(Collection entries)

________________________

PR #357, opened 2026-06-24
feat(llm): native OpenAI-format agent loop for Ollama/OpenAI providers

mattmorr1:
Agentic OLLAMA + OPENAI SUPPORT

KEY FEATURES: 

-> `OpenAIAgentService` — agent loop for OpenAI-format providers
New `services/openai_agent_service.py`: streaming multi-turn tool calling spoken in native OpenAI chat-completions wire format end-to-end. Tool execution reuses the same MCP + backend dispatch as `ClaudeService`, so Ollama/OpenAI agents get the full Vigil toolset. Structurally parallel to the Anthropic loop, with matching guardrails:
- Multi-turn tool loop (max 30 iterations) with a 300s wall-clock timeout
- Exponential backoff between late iterations
- Infinite-loop detection (identical tool signatures ×3)
- Per-agent `recommended_tools` filtering
- Context-window management (history window + token-based trimming)
- Per-iteration `LLMInteractionLog` logging + Bifrost correlation UUID
- Tool-result truncation + prompt-injection wrapping
- Budget enforcement via VK headers
- `anthropic_tools_to_openai()` schema converter

-> Chat routing wiring (`backend/api/claude.py`)
The `/chat/stream` path now branches on provider type:
- **Non-Anthropic + tool-capable model** → `OpenAIAgentService.stream()` (full agent loop)
- **Non-Anthropic + no tool support** → `LLMRouter.dispatch_openai_stream()` with a context-only, no-fabrication system prompt
- **Anthropic** → `ClaudeService.chat_stream()` (unchanged path)

Tool capability is resolved per-model via `ModelRegistry`, including **Ollama capability inference** (tool-use + vision detection) in `services/provider_model_discovery.py` / `services/model_registry.py`.

-> ClaudeService.chat_stream parity
Brought the Anthropic loop up to the same feature set: prompt caching, refusal handling, an explicit max-iteration message, and `recommended_tools` filtering.

Also updated wording for vigil login + added profile icon for username/email signing box.

### DIFF
--- a/services/claude_service.py
+++ b/services/claude_service.py
@@ -2598,7 +2598,6 @@ Your goal is to help SOC analysts work more efficiently by leveraging all availa
             content_blocks = []
             # Add images first
             content_blocks.extend(images)
-            # Add text message
             content_blocks.append({"type": "text", "text": message})
             return content_blocks
 
--- a/services/llm_format.py
+++ b/services/llm_format.py
@@ -1,0 +1,196 @@
+"""Anthropic <-> OpenAI wire-format translation.
+
+The interactive chat path (``OpenAIAgentService``), the daemon's autonomous
+tool loop (``daemon/agent_runner`` via ``LLMRouter``), and the workflow engine
+all build conversations in **Anthropic** shape — messages whose ``content`` is a
+list of typed blocks (``text``, ``thinking``, ``tool_use``, ``tool_result``)
+and tools described as ``{"name", "description", "input_schema"}``.
+
+Non-Anthropic providers (Ollama, OpenAI, Groq) are reached through Bifrost's
+OpenAI-compatible ``/v1`` surface, which expects a different shape: assistant
+``tool_calls`` arrays, standalone ``role: "tool"`` result messages, and tools
+described as ``{"type": "function", "function": {...}}``.
+
+Centralizing the translation here keeps the router and the agent loops from
+drifting. Both translators are **idempotent / tolerant**: a message whose
+``content`` is already a plain string (the ordinary OpenAI shape) passes
+through untouched, so callers that never used Anthropic blocks are unaffected.
+"""
+
+from __future__ import annotations
+
+import json
+import uuid
+from typing import Any, Dict, List
+
+
+def anthropic_tools_to_openai(
+    tools: List[Dict[str, Any]],
+) -> List[Dict[str, Any]]:
+    """Convert Anthropic tool schemas to OpenAI function-calling format.
+
+    Anthropic: ``{"name", "description", "input_schema": {json-schema}}``
+    OpenAI:    ``{"type": "function", "function": {"name", "description",
+               "parameters": {json-schema}}}``
+
+    A tool that is already in OpenAI shape (has a ``function`` key) is passed
+    through unchanged so this is safe to call on mixed/pre-converted lists.
+    """
+    converted: List[Dict[str, Any]] = []
+    for tool in tools:
+        if "function" in tool and tool.get("type") == "function":
+            converted.append(tool)
+            continue
+        converted.append(
+            {
+                "type": "function",
+                "function": {
+                    "name": tool["name"],
+                    "description": tool.get("description", ""),
+                    "parameters": tool.get(
+                        "input_schema",
+                        {"type": "object", "properties": {}},
+                    ),
+                },
+            }
+        )
+    return converted
+
+
+def _flatten_tool_result_content(content: Any) -> str:
+    """Reduce an Anthropic ``tool_result`` block's content to plain text.
+
+    The content may be a string, or a list of blocks (``{"type": "text",
+    "text": ...}``). OpenAI ``tool`` messages carry a single string body.
+    """
+    if content is None:
+        return ""
+    if isinstance(content, str):
+        return content
+    if isinstance(content, list):
+        parts: List[str] = []
+        for block in content:
+            if isinstance(block, dict):
+                if block.get("type") == "text":
+                    parts.append(str(block.get("text", "")))
+                else:
+                    parts.append(json.dumps(block, default=str))
+            else:
+                parts.append(str(block))
+        return "\n".join(parts)
+    return str(content)
+
+
+def _assistant_block_message(content: List[Dict[str, Any]]) -> Dict[str, Any]:
+    """Translate an Anthropic assistant block list to one OpenAI message."""
+    text_parts: List[str] = []
+    tool_calls: List[Dict[str, Any]] = []
+    for block in content:
+        if not isinstance(block, dict):
+            continue
+        btype = block.get("type")
+        if btype == "text":
+            text_parts.append(str(block.get("text", "")))
+        elif btype == "tool_use":
+            tool_calls.append(
+                {
+                    "id": block.get("id") or f"call_{uuid.uuid4().hex[:12]}",
+                    "type": "function",
+                    "function": {
+                        "name": block.get("name", ""),
+                        "arguments": json.dumps(block.get("input") or {}),
+                    },
+                }
+            )
+        # 'thinking' blocks have no OpenAI equivalent — drop them.
+    msg: Dict[str, Any] = {"role": "assistant"}
+    text = "".join(text_parts)
+    if tool_calls:
+        msg["tool_calls"] = tool_calls
+        # OpenAI requires content present (may be null) alongside tool_calls.
+        msg["content"] = text or None
+    else:
+        # An assistant turn with neither text nor tool calls is invalid; emit
+        # an empty string rather than a key-less message.
+        msg["content"] = text
+    return msg
+
+
+def _user_block_messages(content: List[Dict[str, Any]]) -> List[Dict[str, Any]]:
+    """Translate an Anthropic user block list to OpenAI message(s).
+
+    ``tool_result`` blocks become standalone ``role: "tool"`` messages; any
+    plain ``text``/``image`` content becomes a regular user message. Tool
+    results are emitted first so they immediately follow the assistant
+    ``tool_calls`` turn they answer (OpenAI ordering requirement).
+    """
+    tool_messages: List[Dict[str, Any]] = []
+    user_parts: List[Dict[str, Any]] = []
+    for block in content:
+        if not isinstance(block, dict):
+            user_parts.append({"type": "text", "text": str(block)})
+            continue
+        btype = block.get("type")
+        if btype == "tool_result":
+            tool_messages.append(
+                {
+                    "role": "tool",
+                    "tool_call_id": block.get("tool_use_id"),
+                    "content": _flatten_tool_result_content(block.get("content")),
+                }
+            )
+        elif btype == "text":
+            user_parts.append({"type": "text", "text": str(block.get("text", ""))})
+        elif btype == "image":
+            source = block.get("source", {})
+            if isinstance(source, dict) and source.get("type") == "base64":
+                media_type = source.get("media_type", "image/jpeg")
+                data = source.get("data", "")
+                user_parts.append({
+                    "type": "image_url",
+                    "image_url": {"url": f"data:{media_type};base64,{data}"}
+                })
+            else:
+                user_parts.append(block)
+        else:
+            user_parts.append({"type": "text", "text": json.dumps(block, default=str)})
+
+    out: List[Dict[str, Any]] = list(tool_messages)
+    if user_parts:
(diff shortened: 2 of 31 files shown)


services/openai_agent_service.py
```diff
@@ -0,0 +1,683 @@
...
+                    get_security_detection_tools,
+                )
+
+                security_tools = get_security_detection_tools()
+                handler = getattr(security_tools, tool_name, None)
+                if handler:
+                    result = await handler(**arguments)
+                    return _truncate(json.dumps(result, default=str)), False
+
+            if tool_name in (
```
nestor-deeptempo: I don't think these tool names match the DatabaseDataService methods. It's get_findings/get_nearest_neighbors/get_cases, and search/stats/resolution have no direct method, so getattr returns None and 6 of 11 data tools fall through to "Unknown backend tool". 

Map names → methods, or add a shared tool_manager.execute_backend_tool.

services/claude_service.py
```diff
@@ -88,11 +86,6 @@ def _resolve_summarization_model() -> str:
 
 logger = logging.getLogger(__name__)
 
-# Sub-module imports (lazy to avoid circular deps at module load)
-from services.chat.session_manager import SessionManager  # noqa: E402
```
nestor-deeptempo, line 92: This inlines ContextManager/SessionManager/ToolExecutor into claude_service, which orphans services/chat/context_manager.py / session_manager.py / tool_executor.py., so nothing imports them anymore. Let's delete these three modules in this PR so we don't leave dead code behind. 

Also test_context_manager.py currently tests the now-dead path, so it'll need to be removed or repointed at the inlined logic

services/openai_agent_service.py
```diff
@@ -0,0 +1,683 @@
...
+
+Tool execution reuses the same MCP + backend dispatch as ClaudeService.
+
+Parity with ClaudeService.chat_stream:
+  - Multi-turn tool loop (up to 30 iterations)
+  - Wall-clock timeout (300s)
+  - Exponential backoff between iterations
+  - Infinite loop detection (identical tool signatures × 3)
+  - Per-agent recommended_tools filtering
+  - Context window management (history window + token-based trimming)
```
nestor-deeptempo: Docstring at the beginning of the file claims "token-based trimming" but the history window is only applied once before the loop, so no trimming as tool results accumulate. To make sure they agree can we either trim inside the loop or drop the claim

services/openai_agent_service.py
```diff
@@ -0,0 +1,683 @@
...
+
+        oai_messages: List[Dict[str, Any]] = []
+        if system_prompt:
+            oai_messages.append({"role": "system", "content": system_prompt})
+        oai_messages.extend(messages)
+
+        # Context window management
+        oai_messages = self._apply_history_window(oai_messages, history_window)
+
+        client = AsyncOpenAI(
```
nestor-deeptempo: AsyncOpenAI(...) is created per call and never closed → httpx connection leak, either add an async with or close in finally

services/openai_agent_service.py
```diff
@@ -0,0 +1,683 @@
...
+                    model=model,
+                    request_messages=[],
+                    thinking_enabled=False,
+                    response_content=(text_content[:2000] if text_content else None),
+                    tool_calls=(
+                        [{"iteration": iteration}] if tool_calls_count > 0 else []
+                    ),
+                    tool_results=[],
+                    stop_reason=finish_reason,
+                    input_tokens=0,
```
nestor-deeptempo: log_interaction hardcodes tokens/cost to 0, so OpenAI/Groq usage is invisible in analytics

nestor-deeptempo (changes requested):

mattmorr1:
Previously the native OpenAI-format loop only existed on the interactive chat path; the daemon and workflows were hard-bound to Anthropic. This wires them in and adds one shared wire-format translation layer plus consistent tool-safety gating everywhere.

**What changed**

Shared translation — services/llm_format.py
- anthropic_tools_to_openai + anthropic_messages_to_openai convert the Anthropic shape (tool_use/tool_result blocks, input_schema) to the OpenAI shape (tool_calls/role:tool, function.parameters). Idempotent for string-content messages, so existing callers are unaffected.

Interactive chat — OpenAIAgentService
- Streaming multi-turn tool loop with the same guardrails as ClaudeService: 30-iteration cap, 300s wall-clock, exponential backoff, infinite-loop detection, sliding context window, per-iteration audit logging with real token usage + cost.
- chat_stream runs the agentic loop when the selected non-Anthropic model supports tool calling; falls back to the no-tools router stream otherwise.

Daemon (autonomous)
- llm_router's OpenAI dispatch now translates tools + multi-turn messages and normalizes OpenAI tool-call objects back to {id,name,input}. It previously forwarded Anthropic-shaped tools/messages raw — so the daemon's tool loop would have broken on turn 2 for non-Anthropic providers. This is the key correctness fix.
- daemon/config.py keeps the provider_id from resolve_model_for_component (it was being discarded); agent_runner threads it to the gateway, disables extended thinking for non-Anthropic, and prices calls against the real provider.
- The daemon's WORKDIR state machine and tier guardrails are untouched.

Workflows
- workflows_service resolves each agent's provider/model via ai_model_configs (per-agent). Anthropic keeps ClaudeService.chat; non-Anthropic uses OpenAIAgentService (new non-streaming run() helper). Approval gates between phases preserved.

Tool-safety parity
- TOOL_TIERS / get_tool_tier moved to services/tool_manager.py so the daemon, the OpenAI agent loop, and workflows share one policy.
- OpenAIAgentService now refuses forbidden tools and creates a pending approval action for requires_approval tools instead of executing them — closing the Responder-safety gap on the non-Anthropic path.


services/llm_format.py
```diff
@@ -0,0 +1,189 @@
...
+                    "tool_call_id": block.get("tool_use_id"),
+                    "content": _flatten_tool_result_content(block.get("content")),
+                }
+            )
+        elif btype == "text":
+            user_parts.append({"type": "text", "text": str(block.get("text", ""))})
+        elif btype == "image":
+            # Pass image blocks through as OpenAI multimodal parts when shaped
+            # that way; otherwise fall back to a text marker.
+            user_parts.append(block)
```
nestor-deeptempo: Confirmed bug (reproduced): vision blocks aren't converted to OpenAI shape.

The PR adds Ollama vision capability detection, but this image branch forwards the Anthropic block unchanged. Ran anthropic_messages_to_openai verbatim with an image user message — the output keeps {"type":"image","source":{…}} and emits no image_url, so /v1 (Ollama/OpenAI) silently ignores the image. Needs translation to OpenAI's {"type":"image_url","image_url":{"url":"data:<media_type>;base64,<data>"}} here (and the same gap exists on the raw stream() path).

services/provider_model_discovery.py
```diff
@@ -326,6 +327,134 @@ def _ollama_context_from_show(show_payload: Dict[str, Any]) -> int:
...
+        )
+    else:
+        supports_tools = _name_matches_family(name_lower, _OLLAMA_TOOL_CAPABLE_FAMILIES)
+        if not supports_tools:
+            for arch_family in families_in_info:
+                if arch_family in ("general", "tokenizer"):
+                    continue
+                for known in _OLLAMA_TOOL_CAPABLE_FAMILIES:
+                    normalized = known.replace("-", "").replace(".", "")
+                    if arch_family.startswith(normalized) or normalized.startswith(
```
nestor-deeptempo: **Confirmed bug (reproduced against real Ollama): arch-family heuristic marks non-tool models as tool-capable.**

The bidirectional match here — `normalized.startswith(arch_family)` — lets a short arch family like `llama` (reported by llama2 / codellama / llama3) match `llama31`, so `supports_tools=True` for models that can't do structured tool calling. They then get routed into the agent loop, where the calls fail.

Also worth noting: on this Ollama build `/api/tags` returns **empty capabilities for every model**, so the "live caps are authoritative" precedence never fires — this heuristic is the *only* signal in practice, not a rare fallback.

Suggested fix: drop the `normalized.startswith(arch_family)` direction, and let the heuristic trust a known non-tool arch (a negative) rather than only ever upgrading to `True`.

services/tool_manager.py
```diff
@@ -0,0 +1,492 @@
...
+    if tool_name in _TOOL_TIER_LOOKUP:
+        return _TOOL_TIER_LOOKUP[tool_name]
+    short = tool_name.split("_", 1)[-1] if "_" in tool_name else tool_name
+    return _TOOL_TIER_LOOKUP.get(short, "unknown")
+
+
+# --- Backend tool dispatch ------------------------------------------------
+#
+# Single source of truth for executing built-in (non-MCP) backend tools.
+# Both agent loops route here so the tool-name -> handler mapping can't drift
```
nestor-deeptempo: Only OpenAIAgentService routes through it; ClaudeService+daemon still use claude_service._execute_backend_tool (agent_runner.py:1256, 1517), so there are two dispatch tables and the docstring's "both agent loops route here" isn't true yet

Either confirm to be separate for now or consolidate

services/openai_agent_service.py
```diff
@@ -0,0 +1,785 @@
...
+                # Accumulate streamed response
+                text_buffer = ""
+                tool_calls_buffer: Dict[int, Dict[str, Any]] = {}
+                finish_reason: Optional[str] = None
+                input_tokens = 0
+                output_tokens = 0
+                iter_start = time.monotonic()
+
+                try:
+                    stream = await client.chat.completions.create(**kwargs)
```
nestor-deeptempo: calls the OpenAI client directly, bypassing LLMRouter/_pre_dispatch_sanitize (so scan_for_injection never runs), and backend tool results aren't wrap_tool_result-wrapped (:630) though _execute_mcp_tool is (:676) and ClaudeService wraps both (claude_service.py:1855, :1955).

services/openai_agent_service.py
```diff
@@ -0,0 +1,785 @@
...
+        # approval and are NOT executed until a human resolves it.
+        tier = tool_manager.get_tool_tier(tool_name)
+        if tier == "forbidden":
+            logger.warning("Blocked forbidden tool call: %s", tool_name)
+            return (
+                f"Tool '{tool_name}' is forbidden for autonomous agents and "
+                "was not executed.",
+                True,
+            )
+        if tier == "requires_approval":
```
nestor-deeptempo: requires_approval doesn't pause the run (openai_agent_service.py:564) — we create the pending action and return is_error=False, but the loop just continues. Nothing dangerous executes without approval (good), but on the workflow path the phase then reports success while the containment action sits pending and un-taken — so a "completed" run can quietly have left a required step undone. The daemon instead enters waiting_approval and halts until a human decides.

Could we either gate the run like the daemon, or at least not mark a phase/run as success when it leaves a requires_approval action pending?

nestor-deeptempo (changes requested):

services/openai_agent_service.py
mattmorr1: fixed!

mattmorr1:
@nestor-deeptempo ready for re-review — issues addressed`22ee714`. Per-thread breakdown:

1. **Backend tool name/method mismatch** — Fixed. Backend tools now dispatch through the shared `tool_manager.execute_backend_tool` with an explicit name ladder (`get_finding`→`get_finding`, `nearest_neighbors`→`get_nearest_neighbors`, `get_case`→`get_case`, plus `search_findings`/`get_findings_stats`/`add_resolution_step`/`list_findings`/`list_cases`). 
2. **AsyncOpenAI connection leak** — Fixed. The agent no longer constructs `AsyncOpenAI` directly; it routes through `router.stream_openai_raw`, which closes the client in a `finally`.
3. **Vision blocks not converted** (confirmed bug) — Fixed. `anthropic_messages_to_openai` now translates base64 `image` blocks to OpenAI `{"type":"image_url","image_url":{"url":"data:<media_type>;base64,<data>"}}`..
4. **Bypassing sanitization** — Fixed. `scan_for_injection` now runs on the OpenAI path via `_pre_dispatch_sanitize` inside `stream_openai_raw`, and `wrap_tool_result` is applied to both backend and MCP tool results.
5. **`requires_approval` doesn't pause the run** — Fixed. Approval-gated tools raise `PendingApprovalError`; the loop creates the pending action and blocks on `_await_approval`, halting on timeout/rejection so a run can't complete with a containment step silently un-taken.
6. **Two dispatch tables / docstring** -> created issue for followup: https://github.com/Vigil-SOC/vigil/issues/393

nestor-deeptempo (approved):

________________________

• EXERCISE GOAL:
Your reply is to repeat, unchanged, the lines above running from the one with "3. **Vision blocks" up to and including the one with "4. **Bypassing sanitization**".

• ANSWER TO THE EXERCISE:
3. **Vision blocks not converted** (confirmed bug) — Fixed. `anthropic_messages_to_openai` now translates base64 `image` blocks to OpenAI `{"type":"image_url","image_url":{"url":"data:<media_type>;base64,<data>"}}`..
4. **Bypassing sanitization** — Fixed. `scan_for_injection` now runs on the OpenAI path via `_pre_dispatch_sanitize` inside `stream_openai_raw`, and `wrap_tool_result` is applied to both backend and MCP tool results.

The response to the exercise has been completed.